Stored data entries:
━━━━━━━━━━━━━━━━━━━━

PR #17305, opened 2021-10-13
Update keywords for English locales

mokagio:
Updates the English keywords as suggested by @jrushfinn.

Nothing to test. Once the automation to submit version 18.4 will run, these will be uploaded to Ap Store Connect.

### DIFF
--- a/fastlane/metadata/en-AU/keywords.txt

━━━━━━━━━━━━━━━━━━━━

WHAT IS EXPECTED
Return exactly the lines of the data, and only those, from the line with "Updates the English" through the last line, inclusive.

SOLVED EXERCISE
Updates the English keywords as suggested by @jrushfinn.

Nothing to test. Once the automation to submit version 18.4 will run, these will be uploaded to Ap Store Connect.

### DIFF
--- a/fastlane/metadata/en-AU/keywords.txt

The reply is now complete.